An officer (trainee) is dispatched to help with the reception of several prisoners (actors). When they arrive, there are already two other officers (role players) there. One of them can be heard loudly addressing an inmate. Their eyes are locked and both are screaming and swearing. Both are tense with hands fists and standing chest to chest. The other officer who is present freezes on the spot. The trainee and the actors in the role of the officer are aware of the verbal intervention signal.

Expected results

  • Immediate backup request.
  • Loud announcement of their presence by the rescue officer.
  • Use of the verbal intervention signal.
  • Gentle physical contact with officers elbow, shoulder or duty belt to ensure safe separation.
  • Appropriate use of distance to separate the officer from the main event.
  • Ask a second officer to assist with the security of the inmate.
  • Monitoring request or notification.

Scenario 2: Transportation

Two officers are present, one trainee and the other actor. An inmate (role player) is prepared for transport with a waist chain, front handcuffs and leg irons. Once properly restrained, the inmate refuses to walk as instructed and the officer (role-player) tries to force the inmate forward. The inmate resists and the officer begins to loudly shout and swear.
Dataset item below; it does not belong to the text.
Issue #1461, opened 2022-07-30
Validate no duplicate labels on writes


brancz:
Our storage does not allow multiple labels with the same name, so we should validate and reject requests that have duplicate label names.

The inmate makes a verbal threat and the officer places the inmate in a rear choke hold. The trainee and the actor are aware of the verbal intervention signal.

Expected results

  • Immediate backup request.
  • Loud announcement of their presence by the rescue officer.
  • Use of the verbal intervention signal.
  • Physical contact or restraint to ensure safe separation.
  • Appropriate use of distance to distance the officer from the main event.
  • Provide assistance to the inmate.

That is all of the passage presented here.